Demo #4: Automatic Classifiers for Peace

During this session, Caleb Gichuhi, Africa lead for Build Up, will provide an overview of Build Up’s Automatic Classifications for Peace (ACfP) group, which aims to further the development of open-source text classification systems for peacebuilding and mediation, as well as widen and deepen the number of organizations involved in open-source text classification systems for peacebuilding. The session will feature a real time demo of a hate-speech and dangerous speech dashboard from Nigeria, developed by the group and local partners, to inform digital peacebuilding in the country.

 

2-2:15pm: Coffee and Networking Break

 

2:15-4pm: Demo Series: Deliberative Technologies Advancing Peacebuilding

Demo #1: Artificial Intelligence and Peacemaking in Sudan

 This session will share findings from CMI – Martti Ahtisaari Peace Foundation’s work conducting digital dialogues in July 2023 using the AI-powered platform, Remesh, to support civil society’s role in an inclusive peace process in Sudan.
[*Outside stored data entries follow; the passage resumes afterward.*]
PR #826, opened 2019-06-24
Update status2xml.cgi with cleaner implementation to fix bug with che…

lwgordonimos:
…ck_command parameters with special characters

* non-templated Python, so it's independently testable
* inject Chef variables via environment variables rather than templating the script
* use library for building XML tree


anguss00:
Stunning

PR #831, opened 2019-06-26
Nagios checks for backlog#1140

pmbohm:
- lots of changes to bring into line with python standards
- handles cloudwatch stats for lambadas that are created in stacks with dynamic names and databags that dont know the full dynamic names


pmbohm:
Test with https://github.com/aodn/chef-private/pull/3271
For https://github.com/aodn/backlog/issues/1140

pmbohm:
closed https://github.com/aodn/chef/pull/833 as one place was needed to see the big picture

cookbooks/nagios/files/default/plugins/check_cloudwatch.py
```diff
@@ -22,64 +22,133 @@
...
-        logging.error(msg)
-        nagios_exit("UNKNOWN", msg)
+        log.error(msg)
+        nagios_exit(STATUS["UNKNOWN"], msg)
 
-    args = parse_args()
-    cloudwatch = check_host()
-    check_metric(cloudwatch, args)
+    parser = argparse.ArgumentParser(description='Get a cloudwatch metric')
+    parser.add_argument("-q", "--query", required=True, help="Provide a cloudwatch query as a json string. Escape quotes.")
```
craigrose: query is a required argument, therefore should be positional not a '-q' option.

cookbooks/nagios/files/default/plugins/check_cloudwatch.py
```diff
@@ -22,64 +22,133 @@
...
+    parser.add_argument("-p", "--profile", type=str, help="AWS profile")
```
craigrose: I think all the argparse stuff in it's own function is cleaner and easier to read.

cookbooks/nagios/files/default/plugins/check_cloudwatch.py
```diff
@@ -22,64 +22,133 @@
...
 
-if __name__ == '__main__':
-    main()
+    args = parser.parse_args()
+    pp = pprint.PrettyPrinter(indent=4)
+    boto3_client = None
+
+    set_env()
+
+    check_metric()
```
craigrose: With this the script won't execute if it is run by importing. Although this is not our current intention the pattern from [here](https://github.com/aodn/backlog/issues/1144) is future proof.

cookbooks/nagios/files/default/plugins/check_cloudwatch.py
```diff
@@ -22,64 +22,133 @@
...
+
+def get_error_message(traceback):
+    error = traceback.format_exc().split("\n")
+    log.error(error)
+    return error[len(error)-2]
+
+
+def nagios_exit(status, message):
+    msg = STATUS.keys()[STATUS.values().index(status)]
+    print(msg + ": " + message)
```
craigrose: Just passing a status name string would be more direct and readable.  Otherwise use an enum.

cookbooks/nagios/files/default/plugins/check_cloudwatch.py
lwgordonimos: https://nagios-plugins.org/doc/guidelines.html#AEN302

`Positional arguments are strongly discouraged.`

craigrose: good to know!  nagios takes precedence but as a point of interest argparse says optional parameters should not be required (but they do provide for it)  :)

cookbooks/nagios/files/default/plugins/check_aws_statemachines.py
```diff
@@ -0,0 +1,162 @@
...
+        nagios_exit(STATUS["UNKNOWN"], msg)
+
+    parser = argparse.ArgumentParser(description='Get the last status of the AWS state machine')
+    parser.add_argument("-i", "--name", type=str, required=True, help="AWS state_machine identification <%= n['id'] %>:<%= n['service_name'] %> ")
+    parser.add_argument("-p", "--profile", type=str, help="AWS profile")
+    args = parser.parse_args()
+
+    set_env()
+
+    cloudformation_name, resource_type = args.name.split(":")
```
akashisama: Could these be retrieved as separate parameters by the argsparser rather than doing a string split? 

Also, note that these are being set as global variables, which I'd assume is bad practice. I suspect that's a reason why in @lwgordonimos's [standard](https://github.com/aodn/backlog/issues/1144#issuecomment-500691454) all this setup stuff is done in it's own method, "main()": that keeps the scope of all the variables clear.

cookbooks/nagios/files/default/plugins/check_cloudwatch.py
akashisama: Agree, but it should be added to the standard and other scripts if that's what we decide for this one.

cookbooks/nagios/files/default/plugins/check_aws_statemachines.py
pmbohm: @aodn/development-team Did you know Nagios itself is using positional arguments delimited by `!` when assembling the call to the script!

Ok although everything here works as its supposed to, I'll change everything again so it will survive being built and run in a full Jenkins pipeline and run as a lambda, 
oh and then write all the tests.

lwgordonimos: I think that's why they say don't write positional arguments on the scripts themselves. Get's way to hard to trace a parameter through if it's positional in two places, and the order *might* be different.

cookbooks/nagios/files/default/plugins/check_cloudwatch.py
```diff
@@ -22,64 +22,133 @@
...
-    cloudwatch = check_host()
-    check_metric(cloudwatch, args)
+    parser = argparse.ArgumentParser(description='Get a cloudwatch metric')
+    parser.add_argument("-q", "--query", required=True, help="Provide a cloudwatch query as a json string. Escape quotes.")
+    parser.add_argument("-p", "--profile", type=str, help="AWS profile")
 
-if __name__ == '__main__':
-    main()
+    args = parser.parse_args()
+    pp = pprint.PrettyPrinter(indent=4)
```
craigrose: PrettyPrinter
pp doesn't appear to be used.  As well as the import.

cookbooks/nagios/files/default/plugins/check_cloudwatch.py
```diff
@@ -22,64 +22,133 @@
...
 
-    args = parse_args()
-    cloudwatch = check_host()
-    check_metric(cloudwatch, args)
+    parser = argparse.ArgumentParser(description='Get a cloudwatch metric')
+    parser.add_argument("-q", "--query", required=True, help="Provide a cloudwatch query as a json string. Escape quotes.")
+    parser.add_argument("-p", "--profile", type=str, help="AWS profile")
 
-if __name__ == '__main__':
-    main()
```
craigrose: we should keep the pattern:
```
if __name__ == '__main__':
    main()
```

The dialogues aimed to assess new priorities and views on representation ahead of a future inclusive political process in Sudan. Sylvia Thompson, Senior Manager at CMI, and Aino Piirtola, Project Officer, will outline best practices learned, challenges putting the tool into practice, and considerations for use at the local level beyond Sudan in other conflict-affected and fragile states.
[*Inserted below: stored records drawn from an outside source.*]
PR #833, opened 2019-06-27
Nagios checks of AWS StateMachines

pmbohm:
for https://github.com/aodn/backlog/issues/1140


pmbohm:
uses https://github.com/aodn/chef-private/pull/3273

cookbooks/nagios/files/default/plugins/check_aws_statemachines.py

Demo #2: The Guide to Digital Participation Platforms

This session will explore the Civic Tech Field Guide, the world’s largest collection of projects using technology for common good, to explore key insights of what works for digital participation platforms through the Guide to Digital Participation Platforms. Matt Stempeck, Founder of the Guide, will provide an overview of promising approaches to designing and running digital platforms that facilitate deliberative processes and the most common challenges facing these efforts, while providing examples of key digital participation platforms from the matrix assembled by the Guide. The discussion will also delve into promising or concerning trends—both present and in the future—around digital platforms that support deliberative processes, and implications for digital peacebuilders moving forward.

 

Demo #3: Talk to the City

 This session will provide an overview of summarization models help communities understand the views, needs, and priorities of their members. The discussion will center on the AI Objectives Institute’s Talk to the City interface, which improves collective deliberation and decision-making by analyzing detailed, qualitative data of human opinions and preparing summaries, visualizations, and reports. The interface processes a variety of data types and uses AI to extract key arguments, arranging similar arguments into clusters and subclusters. Brittney Gallagher, Co-Founder of the AI Objectives Institute, and Deger Turan, President, will walk through the Heal Michigan report—which analyzed video interviews of challenges faced by formerly incarcerated individuals in Michigan—as a case study of the interface’s application. The session will also explore how the interface can be applied in future peacebuilding projects at the community level.

 

Demo #4: The Hotline for Israel-Palestine

 The ongoing crisis in Israel-Palestine has led to unprecedented violence and humanitarian suffering, as well as contributed to societal tensions, antisemitism, and Islamophobia around the world. This session will spotlight the work of the Hotline for Israel-Palestine, a texting hotline that provides educational resources from many perspectives and answers questions around the conflict in Israel-Palestine, so that people can develop their own informed and nuanced positions. The hotline has grown into a network of more than 30 volunteers from different political, religious, and national background. Shira Hoffer, a Harvard student who founded the hotline, will share stories of the hotline’s contributions to advancing dialogue, challenges faced, and how its impacts can be scaled.